Like Such a Long Journey, A
Fine Balance is set in Bombay, Mistry’s home for the
first 25 years of his life. The action takes place during the 1975-77
state of emergency declared by then-prime minister Indira Gandhi.
The story follows the life of Dina Dalal, an independent-minded
widow who opens an illegal home-sewing business rather than becoming
dependent on her wealthy brother.
The nature of the work demands that she hire Ishvar and Omprakash,
two tailors from the countryside. She also takes on a lodger, Maneck,
a student and the son of a former classmate.

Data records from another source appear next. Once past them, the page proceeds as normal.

PR #4518, opened 2026-09-15
[Web] Ignore repeated keydown while an activation key is held

giaBaoJS:
## Description

On web, `KeyboardEventManager` translates Enter/Space presses into pointer events so gestures can be driven from the keyboard.

`onKeyUp` guards on `isPressed`, so a key release emits at most one pointer up. `keyDownCallback` has no matching guard, so it emits a pointer down for *every* `keydown` it sees:

- Browsers auto-repeat `keydown` while a key is held. Holding Enter on a view with a gesture attached produces one pointer down per repeat (roughly 30 per second after the initial delay).
- The two activation keys are independent. Pressing Enter and then Space while Enter is still down produces two pointer downs, and the following key release produces a single pointer up.

Minimal repro on `main`: focus a view with a `Tap` gesture on web and hold Enter. `TapGestureHandler.updateState` takes the `State.BEGAN` branch on each repeated down and calls `startTap()`, which clears the pending timeout and schedules a fresh `maxDurationMs` fail timer. The tap therefore never fails on duration no matter how long the key is held, and it activates on release.

Separately, `isPressed` survives `resetManager()`. A handler disabled mid-press resets and unregisters its managers; once re-enabled, the eventual key release still passes the `!this.isPressed` guard and emits a pointer up with no matching pointer down.

## Why it happens

`packages/react-native-gesture-handler/src/web/tools/KeyboardEventManager.ts` on current `main`:

- L27-L40 `keyDownCallback` dispatches `EventTypes.DOWN` for any activation key with no check on `isPressed`, unlike `onKeyUp` at L43-L51.
- `resetManager` is not overridden, so `isPressed` is never cleared. `PointerEventManager` (L242) and `WheelEventManager` both override it to clear their own per-gesture state.

## What the fix does

Replaces the `isPressed` flag with the set of currently held activation keys:

- `keyDownCallback` only dispatches a pointer down when the set is empty; otherwise it records the key and returns. The check sits after the `Tab` cancelation branch so Tab still cancels an ongoing press.
- `onKeyUp` dispatches a pointer up only for a key that is actually in the set, and only once the set is empty. A flag alone is not enough here: Enter down, Space down, Space up would clear it and let the still held Enter reopen the gesture on its next repeat.
- `resetManager` clears the set, matching `PointerEventManager` and `WheelEventManager`.

No public API or config changes.

## Test plan

New `src/web/tools/__tests__/KeyboardEventManager.test.ts`, run by the existing `run-jest-tests` workflow. It builds the minimal DOM surface the manager touches (the same pattern as `webNativeViewGestureHandler.test.ts`) and covers:

- three `keydown`s for a held Enter produce one pointer down (3 before the fix)
- a release lets the next press start a new gesture (2 downs, 1 up)
- Space pressed and released while Enter is held emits no pointer up, Enter's next repeat emits no second pointer down, and releasing Enter emits exactly one pointer up (2 downs and an early up before the fix)
- Tab still cancels an ongoing press
- after `resetManager()` a key release emits no pointer up, and the next press starts a fresh gesture (a stray up before the fix)

Package suite: 177 passed before, 182 after. `yarn lint-js` and `yarn ts-check` clean.

## Boundary

`isPressed` is cleared by the `Tab` cancelation branch, so a key that is still physically held after a Tab cancel will start a new gesture on its next auto-repeat. Repro: hold Enter, press Tab, keep holding Enter. Distinguishing that from a genuine new press needs `KeyboardEvent.repeat`, which is a separate behaviour change, so I left it alone.


m-bert:
Hi! We decided to take another approach and change `KeyboardEventManager` semantics a bit. Could you look at #4519 and confirm that it solves issue you've found? 😅

giaBaoJS:
Yes, #4519 covers every case my tests cover, and it closes a gap I had left open.

Checked against the three scenarios in #4518:

1. Held `Enter`. The first keydown sets `keyPointer`, every auto-repeat returns at the `keyPointer !== null` branch, and `event.repeat` guards it a second time. One pointer down.
2. `Enter` down, `Space` down, `Space` up. The `Space` keydown returns because `keyPointer` is already set, and the `Space` keyup does not match `keyPointer`, so the press survives. This is the case I had to fix in a second revision of #4518.
3. `resetManager()` clears `keyPointer`, so a handler reset mid press no longer leaks a later pointer up.

It also fixes the boundary I named as out of scope in #4518: hold `Enter`, press `Tab`, keep holding `Enter`. After the cancel, `event.repeat` stops the still held key from opening a new gesture. That needed `KeyboardEvent.repeat`, which I had deliberately left alone, so #4519 is the better change.

One behaviour difference worth putting on the record, in case it is not intended. With a single `keyPointer`, holding `Enter`, then `Space`, then releasing `Enter` sends the pointer up while `Space` is still physically held. Tracking the set of held activation keys keeps it down until both are released. The single pointer is the more defensible model to me, since one gesture should own one pointer, so I am not asking for a change.

#4519 carries no tests. #4518 has five that cover the three cases above plus `Tab` cancelation and plain keyup delivery, and each one is red on current `main` for its own behavioural reason. If it is useful, I can reduce #4518 to just the test file rebased on #4519, so the semantics change lands with coverage. Tell me which you prefer.

m-bert:
Thank you for your response! In that case I'm closing this PR in favor of #4519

When the emergency
state makes it dangerous for Ishvar and Omprakash to continue living
in the shanties and the streets, all four end up sharing Dina’s
flat.
“The book was going to focus on the flat and the four characters
in it during that time, nothing before or after,” Mistry said
during a recent stop to read in Edmonton this past week.
“As I was writing about them, I knew their stories and I
felt I had to tell them.”
While the emergency measure affect Dina and Maneck indirectly,
Ishvar and his nephew Om see the effects firsthand.
Misty said incidents like the pro-Gandhi rally to which the homeless
are bused to the forced sterilization camps, are based on actual
events from that time.
“I left Bombay in 1975, just after the emergency was declared,
but that was a coincidence. I was going to emigrate anyway,”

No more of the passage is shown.